In this paper, MCNP5 code is used to establish a landmine clearance system based on pulse fast thermal neutron method. The system prototype is modeled based on the NG-9 D-T neutron generator, which is independently developed by Northeast Normal University. Gamma rays produced by fast neutron inelastic scattering and thermal neutron capture are used to identify suspicious areas. The neutron flux passing through landmine cell before and after adding neutron reflector into initial detection system is studied. The simulation results show that the addition of a neutron reflection layer hardly improves the flux of fast neutrons passing through the landmine cell during at pulse width of 10 µs; but the thermal neutron flux through the landmine cell in the pulse interval of 90 µs is significantly increased. Among the several common reflector materials, tungsten (W) and tungsten carbide (WC) materials show better reflection performance. When W and WC are used as reflector materials and the thickness is 6 cm, the thermal neutron flux through the landmine cell is 2.00 and 1.90 times the initial value, respectively. The ratio of the thermal neutron flux in the pulse interval to the fast neutron flux during the emission of the neutron pulse increased to 0.468 and 0.444, respectively, from the initial value of 0.259. Finally, the improved model is used to simulate the landmines hidden in different depths. The results show that using 4.44 MeV and 2.22 MeV peak area counts in the region of interest can identify whether there are explosives in the detection area.

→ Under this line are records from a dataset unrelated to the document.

PR #2063, opened 2017-10-01
Provide better Memcached boilerplate config.

### LINKED ISSUE #2027: [stub] Provide better Memcached boilerplate config and add DrupalVM support.
It would be nice to have better support, documentation, and configurations examples for using `memcached` and the [Memcache API and Integration](https://www.drupal.org/project/memcache) module for Drupal 8.

See:
* [Memcache API and Integration](https://www.drupal.org/project/memcache) module
* [Ansible Role - Memcached](https://github.com/geerlingguy/ansible-role-memcached#readme)
* [Using Memcached](https://docs.acquia.com/acquia-cloud/performance/memcached) - Acquia

Implementation (incomplete):
- [ ] Add `memcached` support in DrupalVM default config.

greylabel:
Fixes #2027 .

Changes proposed:
Provide better Memcached boilerplate config - see #2027 for details.


settings/memcache.settings.php
```diff
@@ -0,0 +1,42 @@
...
+  if ($modules && isset($modules['module']['memcache'])) {
+    // Use Memcached extension.
+    $memcached_exists = class_exists('Memcached', FALSE);
+
+    if ($memcached_exists) {
+      $settings['memcache']['extension'] = 'Memcached';
+    }
+
+    // Use memcache as the default bin.
+    $settings['cache']['default'] = 'cache.backend.memcache';
```
grasmash: Should this be contained within the $memcached_exists condition?

settings/memcache.settings.php
```diff
@@ -0,0 +1,42 @@
...
+ * @see: https://docs.acquia.com/cloud/performance/memcached
+ */
+
+use Drupal\Core\Config\BootstrapConfigStorageFactory;
+use Drupal\Core\Database\Database;
+
+if ($is_ah_env) {
+  // Note that this connects the database, so has to go after any
+  // $databases definitions. See: https://www.drupal.org/node/2766509
+  Database::setMultipleConnectionInfo($databases);
```
grasmash: Can this be removed after https://www.drupal.org/node/2766509 is resolved?

grasmash: Something about this line makes me nervous.  it feels like we should let core handle this, lest we accidentally change the database connection behavior. Do you feel that this is safe?

settings/memcache.settings.php
greylabel: Not really, this tells Drupal the use the cache backend provided by the Memacahe module. The `memcached_exists` check serves a different purpose -- it selects the PECL library to talk to the `memcached` daemon. PHP 5.6 on ACE is build with both the Memcache and Memcached libraries, while PHP 7.1 only includes Memcached, which is better maintained.

settings/memcache.settings.php
greylabel: In theory yes, although have not looked at the patches extensively and I am not sure [#2766509](https://www.drupal.org/node/2766509 ) takes care the case where we move locks to the memcache backend, specially  `$settings['container_yamls'][] = __DIR__ . '/memcache.yml';`

I share your concern and I would get a strong code smell reviewing this if I came across it. I mostly wanted to get your thoughts on the approach. I am not sure if there is a better/another way to check in `settings.php` if a module is enabled, which is what we need to do until the above mentioned issue of landed. Open to other suggestions. I have tested this code and it seems to work fine, but I have not tested extensively on ACE.

I think the other option is make memcache integration opt-in and just document how to configure it for environments that are known to have Drupal installed and the Memcache module enabled, and won't be reinstalled, e.g. stage and prod.

greylabel: I was just looking https://www.drupal.org/files/issues/gracefully_handle_a-2766509-49.patch and it looks like `cache.backend.null` is used in the case that the configured backend is provided by a module that is not installed yet. I think this means that performance could be potentially terrible if BLT assumes a site will use the Memcache module on ACE, but it is never actually enabled as cacheing would essentially be disabled. I am leaning more to the opt-in solution.

greylabel:
@grasmash let me know if you prefer this approach.

grasmash:
@greylabel I have merged this because memcache support is already opt-in. But,  why not automatically enable it on cloud environments and permit opting out? It seems like most of our customers will want to use this.

greylabel:
I think that will cause more problems than it will solves because of the
whole module-needs-to-be-enabled situation. My previous comments sum up my
concerns. Let me know if you are seeing something I missed.

PR #2064, opened 2017-10-01
Leverage "extra" to determine if BLT this is a "new" project

amcgowanca:
## Problem

Only project's whose `composer.json` specify the `"name"` property as `"acquia/blt-project"` can indicate a new project is being created for the first time.

## Proposed changes

Use the `"extra"` property in the following schema structure:

```
"extra": {
  "blt": {
    "new": true
  }
}
```

to identify whether or not BLT being installed and therefore the `internal:create-project` command should be invoked verse `internal:add-to-project`. When a project is being created for the first time and the `internal:add-to-project` is invoked, the following errors are received:

```
$ Creating BLT templated files...
 > /[project-dir]/vendor/acquia/blt/bin/blt internal:add-to-project --ansi -y
Installing new Composer dependencies provided by BLT. This make take a while...
PHP Fatal error:  Class 'Robo\Collection\CompletionWrapper' not found in /[project-dir]/vendor/consolidation/robo/src/Collection/Collection.php on line 89
```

本文采用MCNP5代码建立基于脉冲快热中子法的地雷清除系统。系统原型基于东北师范大学自主研发的NG-9 DT中子发生器建模。快速中子非弹性散射和热中子俘获产生的伽马射线用于识别可疑区域。研究了在初始探测系统中加入中子反射器前后穿过地雷室的中子通量。仿真结果表明，在脉冲宽度为10μs时，增加中子反射层几乎没有提高快中子通过地雷单元的通量；但在 90 微秒的脉冲间隔内通过地雷单元的热中子通量显着增加。在几种常见的反射材料中，钨 (W) 和碳化钨 (WC) 材料显示出更好的反射性​​能。当W和WC用作反射材料且厚度为6 cm时，通过地雷单元的热中子通量分别为初始值的2.00倍和1.90倍。脉冲间隔内的热中子通量与中子脉冲发射过程中快中子通量的比值分别从初始值0.259增加到0.468和0.444。最后利用改进后的模型对埋藏在不同深度的地雷进行模拟。结果表明，在感兴趣区域使用4.44 MeV和2.22 MeV峰面积计数可以识别检测区域内是否存在爆炸物。当W和WC用作反射材料且厚度为6 cm时，通过地雷单元的热中子通量分别为初始值的2.00倍和1.90倍。脉冲间隔内的热中子通量与中子脉冲发射过程中快中子通量的比值分别从初始值0.259增加到0.468和0.444。最后利用改进后的模型对埋藏在不同深度的地雷进行模拟。结果表明，在感兴趣区域使用4.44 MeV和2.22 MeV峰面积计数可以识别检测区域内是否存在爆炸物。当W和WC用作反射材料且厚度为6 cm时，通过地雷单元的热中子通量分别为初始值的2.00倍和1.90倍。脉冲间隔内的热中子通量与中子脉冲发射过程中快中子通量的比值分别从初始值0.259增加到0.468和0.444。最后利用改进后的模型对埋藏在不同深度的地雷进行模拟。结果表明，在感兴趣区域使用4.44 MeV和2.22 MeV峰面积计数可以识别检测区域内是否存在爆炸物。脉冲间隔内的热中子通量与中子脉冲发射过程中快中子通量的比值分别从初始值0.259增加到0.468和0.444。最后利用改进后的模型对埋藏在不同深度的地雷进行模拟。结果表明，在感兴趣区域使用4.44 MeV和2.22 MeV峰面积计数可以识别检测区域内是否存在爆炸物。脉冲间隔内的热中子通量与中子脉冲发射过程中快中子通量的比值分别从初始值0.259增加到0.468和0.444。最后利用改进后的模型对埋藏在不同深度的地雷进行模拟。结果表明，在感兴趣区域使用4.44 MeV和2.22 MeV峰面积计数可以识别检测区域内是否存在爆炸物。